# What to work on
The answer is a single figure: how many lines below contain the word "contrib".

Saved data entries
PR #3498, opened 2025-05-13
Add tornado WebSocketHandler instrumentation support

### LINKED ISSUE #2761: Broken Tornado Intrumentation for Websocket
### Describe your environment

OS: Ubuntu 22.04
Python version: 3.10.12
Package version: 0.47b0

### What happened?

The `WebSocketHandler.finish` method, called after the WebSocket upgrade, results in lost context at https://github.com/tornadoweb/tornado/blob/1f8b2d78fee5e5a15e686815e0285d4a3c831a2c/tornado/websocket.py#L929

### Steps to Reproduce

```python
from tornado import websocket, web, ioloop

class WebsocketHandler(websocket.WebSocketHandler):
    def open(self):
        print("WebSocket opened")

    def on_message(self, message):
        self.write_message(u"You said: " + message)

    def on_close(self):
        print("WebSocket closed")


app = web.Application([
    (r'/ws', WebsocketHandler),
])

if __name__ == '__main__':
    app.listen(8888)
    ioloop.IOLoop.instance().start()
```

```shell
opentelemetry-instrument \
    --traces_exporter console \
    --metrics_exporter console \
    --logs_exporter console \
    --service_name cmc-front-end \
    python \
    main.py
```

```javascript
const ws = new WebSocket("ws://localhost:8888/ws");
ws.onopen = function() {
   ws.send("Hello, world");
};
ws.onmessage = function (evt) {
    console.log(evt)
};
```

```shell
deno run main.js
```

### Expected Result

Context to flow from the protocol upgrade to the message handling.

### Actual Result

Context is lost after the initial phase is finished.

### Additional context

_No response_

Yes

devmonkey22:
# Description

Add tornado WebSocketHandler instrumentation support.  Previously, the tornado instrumentation would improperly handle tracing and metrics that would end prematurely before the websocket connection was really closed (it would end when the HTTP connection was upgraded).

Fixes #2761

## Type of change

# How Has This Been Tested?

Added `TestTornadoInstrumentation.test_websockethandler` test which makes a websocket connection and ensures the traces are instrumented properly.

- [ ] Yes. - Link to PR: 
- [x] No.

# Checklist:


instrumentation/opentelemetry-instrumentation-tornado/src/opentelemetry/instrumentation/tornado/__init__.py
```diff
@@ -394,13 +406,21 @@ def _prepare(
 
 
 def _on_finish(tracer, server_histograms, func, handler, args, kwargs):
-    response = func(*args, **kwargs)
-
-    _record_on_finish_metrics(server_histograms, handler)
+    try:
```
xrmx, line 409: Not sure we should catch user code exception and change code the behavior, or if we do we should re-raise later.

devmonkey22: Its just a finally block to ensure that we finish the trace span and metrics, even if the user code raises an exception.  It doesn't catch, so it shouldn't need to re-raise?

xrmx: Ah, overlooked that. Sorry for the noise!

xrmx (approved):

instrumentation/opentelemetry-instrumentation-tornado/src/opentelemetry/instrumentation/tornado/__init__.py
```diff
@@ -405,13 +417,21 @@ def _prepare(
...
+        _finish_span(tracer, handler)
 
-    _finish_span(tracer, handler)
 
-    return response
+def _websockethandler_on_close(
+    tracer, server_histograms, func, handler, args, kwargs
+):
+    try:
+        func()
```
emdneto, line 431: Don't we need to pass args and kwargs here? not sure if it's expected that though

emdneto (changes requested):
Tests are failing. Also, there are some lint fixes to do for ruff

instrumentation/opentelemetry-instrumentation-tornado/tests/test_instrumentation.py
```diff
@@ -454,6 +456,54 @@ def test_handler_on_finish(self):
...
+        close_span, msg_span, req_span = spans
+
+        self.assertEqual(req_span.name, "GET /echo_socket")
+        self.assertEqual(req_span.context.trace_id, msg_span.context.trace_id)
+        self.assertIsNone(req_span.parent)
+        self.assertEqual(req_span.kind, SpanKind.SERVER)
+        self.assertSpanHasAttributes(
+            req_span,
+            {
+                SpanAttributes.HTTP_METHOD: "GET",
```
emdneto: I think we are using the `_incubating` attributes instead of deprecated SpanAttributes.

instrumentation/opentelemetry-instrumentation-tornado/src/opentelemetry/instrumentation/tornado/__init__.py
devmonkey22: [WebSocketHandler.on_close](https://github.com/tornadoweb/tornado/blob/a800ee41055c2ed1438275cecadd1f45857f6b2c/tornado/websocket.py#L483) doesn't take any arguments.  I was keeping the patched handler signatures (like `_on_finish`) the same by accepting `args` and `kwargs` though as I believe required by `wrapt`/`_wrap`

instrumentation/opentelemetry-instrumentation-tornado/tests/test_instrumentation.py
devmonkey22: Yep, I see those were updated recently in #3582.  I'll update

emdneto (approved):

instrumentation/opentelemetry-instrumentation-tornado/src/opentelemetry/instrumentation/tornado/__init__.py
emdneto: Gotcha

PR #4878, opened 2026-07-28
fix(django): finish streaming spans on response close

### LINKED ISSUE #4681: Django Instrumentation: Spans close prematurely for StreamingHttpResponse

tomatotomata:
## What does this PR do?

Fixes #4681 by keeping Django server spans active for `StreamingHttpResponse` objects until Django invokes the response's guaranteed `close()` lifecycle hook.

The existing response status/header instrumentation and response hook still run in `process_response`; duration metrics, active-request accounting, context detachment, and span finalization are deferred only for streaming responses. The close wrapper is idempotent and finalizes telemetry even when the original close method raises.

## Checklist

- [x] Added regression coverage for deferred span completion and idempotent close handling.
- [x] Ran the Django middleware test suite.
- [x] Ran `git diff --check` and Python compilation.

Test result: `42 passed` for `instrumentation/opentelemetry-instrumentation-django/tests/test_middleware.py`.

### DIFF
--- a/instrumentation/opentelemetry-instrumentation-django/src/opentelemetry/instrumentation/django/middleware/otel_middleware.py
+++ b/instrumentation/opentelemetry-instrumentation-django/src/opentelemetry/instrumentation/django/middleware/otel_middleware.py
@@ -324,6 +324,8 @@ class _DjangoMiddleware:
         if not _is_asgi_supported and is_asgi_request:
             return response
 
+        is_streaming_response = bool(getattr(response, "streaming", False))
+
         activation = request.META.pop(self._environ_activation_key, None)
         span = request.META.pop(self._environ_span_key, None)
         active_requests_count_attrs = request.META.pop(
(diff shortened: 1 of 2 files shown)


emdneto:
Closing as spam.

PR #4881, opened 2026-07-28
test(grpc): use latest and oldest dependency sets

### LINKED ISSUE #4201: grpc-instrumentation: simplify tests-requirements here to use latest-oldest testing pattern
> grpc-instrumentation: simplify tests-requirements here to use latest-oldest testing pattern 

 _Originally posted by @emdneto in [#4193](https://github.com/open-telemetry/opentelemetry-python-contrib/pull/4193/changes#r2804447832)_

tomatotomata:
## Description

Simplify the gRPC instrumentation test matrix to the repository's standard latest/oldest dependency pattern.

- Replace the six duplicated grpcio/wrapt requirement files with one `test-requirements.in` and uv-generated `latest` / `oldest` lock files.
- Exercise Python 3.10?3.14 against both dependency sets.
- Keep the supported wrapt range in the input so the oldest resolution covers the lower bound rather than maintaining separate wrapt environments.

Fixes #4201

## Validation

- `uv pip compile` completed for both latest and lowest-direct requirements.
- `git diff --check` passes.
- Ruff/format checks are not applicable to the requirement files or tox-only changes.
- The local Windows run is environment-limited: 127 tests passed, while Unix-domain-socket tests cannot bind on this host and the installed grpc/protobuf combination causes additional pre-existing compatibility failures. CI's Linux matrix will exercise the generated environments.


emdneto:
Closing as spam.

PR #4883, opened 2026-07-28
Remove `packaging` as a runtime dependency of opentelemetry-instrumentation

### LINKED ISSUE #4882: Remove `packaging` as a runtime dependency of `opentelemetry-instrumentation`
# Remove `packaging` as a runtime dependency of `opentelemetry-instrumentation`

## Summary

`opentelemetry-instrumentation` declares [`packaging`](https://pypi.org/project/packaging/)
(`packaging >= 18.0`) as a **runtime** dependency. It is used only for two small,
well-defined tasks — comparing PEP 440 version strings and parsing PEP 508
requirement specifiers — both of which can be satisfied by a tiny internal
implementation, letting us drop the external dependency.

This issue is scoped to the core `opentelemetry-instrumentation` package. The
same removal for the four instrumentations that also depend on `packaging` is
tracked separately and depends on this one (they will reuse the internal
implementation added here):

- #4884 — `opentelemetry-instrumentation-falcon`
- #4885 — `opentelemetry-instrumentation-flask`
- #4886 — `opentelemetry-instrumentation-pika`
- #4887 — `opentelemetry-instrumentation-sqlalchemy`

## Motivation: the auto-instrumentation injector

The main driver is the **OpenTelemetry auto-instrumentation injector** (the Python
auto-instrumentation shipped by the OpenTelemetry Operator). The injector bundles
the instrumentation packages **and all of their runtime dependencies** into an
init-container image, copies that directory into a volume shared with the target
application's container, and prepends it to the application's `PYTHONPATH`.

As a result, every runtime dependency is injected **into the user's application
process**, alongside the application's own dependencies:

- **Version conflicts / shadowing.** `packaging` is an extremely common library
  that many applications already import. Injecting our copy onto `PYTHONPATH`
  risks shadowing the version the application expects, or being shadowed — the
  class of hard-to-debug failures the injector is designed to avoid.
- **Payload size.** Everything shipped must be baked into the init-container
  image and copied at pod startup.
- **Blast radius.** Fewer third-party packages forced into a customer's runtime
  means a smaller surface for incompatibilities.

Because `packaging` is used only for a narrow, stable subset of functionality,
the cost of carrying it as an injected runtime dependency outweighs the cost of a
small internal implementation.

## Where it is used in `opentelemetry-instrumentation`

- `pyproject.toml`: `packaging >= 18.0` in `dependencies`.

### PEP 440 version comparison (`packaging.version`)

- `src/opentelemetry/instrumentation/_semconv.py:745` — compares semantic
  convention **schema version** strings (`Version(a) > Version(b)`) to select the
  highest schema URL across signal types.

### PEP 508 requirement parsing / PEP 440 specifier matching (`packaging.requirements`, and transitively `packaging.specifiers` / `packaging.markers`)

- `src/opentelemetry/instrumentation/dependencies.py:9` — the dependency-conflict
  machinery (`get_dist_dependency_conflicts`, `get_dependency_conflicts`) parses
  each instrumentation's declared `instruments` / `instruments-any` dependency
  strings into `Requirement` objects, evaluates their environment markers
  (`extra == "instruments"`), and checks the installed distribution version
  against the requirement's specifier (`req.specifier.contains(dist_version)`).
- `src/opentelemetry/instrumentation/bootstrap.py:90` — `Requirement(req)` when
  computing which instrumentation packages to install/print.

## Proposed resolution

Add a small internal implementation under
`opentelemetry.instrumentation._packaging` covering just the required subset:

- PEP 440 `Version` parsing, normalization and ordering.
- PEP 508 `Requirement` parsing plus PEP 440 specifier containment and marker
  evaluation.

Point `_semconv.py`, `dependencies.py` and `bootstrap.py` at it, and remove
`packaging` from `opentelemetry-instrumentation`'s `dependencies`. The internal
implementation must match `packaging`'s behavior on the inputs these sites see,
verified against `packaging` across a broad version/specifier corpus.

ocelotl:
# Description

Removes `packaging` as a runtime dependency of **`opentelemetry-instrumentation`**,
replacing its use with a small internal implementation under
`opentelemetry.instrumentation._packaging`:

- PEP 440 `Version` (parsing, normalization, ordering) for the schema-version
  comparison in `_semconv.py`.
- PEP 508 `Requirement` parsing plus PEP 440 specifier containment and marker
  evaluation for the dependency-conflict machinery in `dependencies.py` and
  `bootstrap.py`.

`packaging` is dropped from `opentelemetry-instrumentation`'s `dependencies`.

Motivation: the auto-instrumentation injector ships instrumentation and its
runtime dependencies onto the target application's `PYTHONPATH`, so every runtime
dependency (like `packaging`) is injected into the user's process and risks
version shadowing/conflicts. See the issue for details.

The same removal for the four instrumentations that depend on `packaging`
(falcon #4884, flask #4885, pika #4886, sqlalchemy #4887) is handled in separate
PRs that reuse the internal implementation introduced here.

Fixes #4882

## Type of change

# How Has This Been Tested?

- New unit tests for the internal version, specifiers, requirements and markers
  modules (`tests/test_packaging_*.py`).
- The internal implementation was validated against `packaging` across a broad
  corpus of PEP 440 versions and specifiers (parsing, normalization, attributes
  and ordering) with no divergence.
- Existing `test_dependencies.py` continues to pass against the internal
  implementation.

- [x] No.

# Checklist:

### DIFF
--- a/.changelog/4883.removed
+++ b/.changelog/4883.removed
@@ -1,0 +1,1 @@
+`opentelemetry-instrumentation`: remove the runtime `packaging` dependency in favor of an internal PEP 440/508 implementation
--- a/opentelemetry-instrumentation/pyproject.toml
+++ b/opentelemetry-instrumentation/pyproject.toml
@@ -28,7 +28,6 @@ dependencies = [
   "opentelemetry-api ~= 1.4",
   "opentelemetry-semantic-conventions == 0.66b0.dev",
   "wrapt >= 1.0.0, < 3.0.0",
-  "packaging >= 18.0",
 ]
 
 [project.scripts]
--- a/opentelemetry-instrumentation/src/opentelemetry/instrumentation/_packaging/__init__.py
+++ b/opentelemetry-instrumentation/src/opentelemetry/instrumentation/_packaging/__init__.py
@@ -1,0 +1,12 @@
+# Copyright The OpenTelemetry Authors
+# SPDX-License-Identifier: Apache-2.0
+
+"""Internal, dependency-free replacements for the subset of ``packaging`` used
+by OpenTelemetry instrumentation.
+
+This package exists so that ``opentelemetry-instrumentation`` and the
+instrumentations that build on it do not need ``packaging`` as a runtime
+dependency. Only the behaviour actually relied on by this repository is
+implemented, following PEP 440 (versions and specifiers) and PEP 508
+(requirements and environment markers).
+"""
--- a/opentelemetry-instrumentation/src/opentelemetry/instrumentation/_packaging/markers.py
+++ b/opentelemetry-instrumentation/src/opentelemetry/instrumentation/_packaging/markers.py
@@ -1,0 +1,368 @@
+# Copyright The OpenTelemetry Authors
+# SPDX-License-Identifier: Apache-2.0
+
+"""A minimal PEP 508 environment marker implementation.
+
+This provides the subset of :mod:`packaging.markers` that OpenTelemetry
+instrumentation relies on: parsing a marker expression such as
+``extra == "instruments"`` (optionally combined with ``and``/``or`` and other
+environment markers) and evaluating it against an environment.
+"""
+
+from __future__ import annotations
+
+from operator import eq, ne
+from os import name as os_name
+from platform import (
+    machine,
+    python_implementation,
+    python_version,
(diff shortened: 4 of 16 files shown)


ocelotl:
still working on this one

PR #4892, opened 2026-07-29
docs: fill FastAPI instrumentation setup gaps

### LINKED ISSUE #3301: Doc holes in FastAPI instrumentation
Mentioning FastAPI specifically as that's what I'm using but I wouldn't be surprised if it held true for the others. So coming to add opentelemetry instrumentation as someone primarily not using python but using other language ecosystems I don't want to rely on assumptions on what's provided as not every language is equally fleshed out in opentelemetry IME.

So in these docs https://opentelemetry-python-contrib.readthedocs.io/en/latest/instrumentation/fastapi/fastapi.html#usage the missing information for me is:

# Task result
2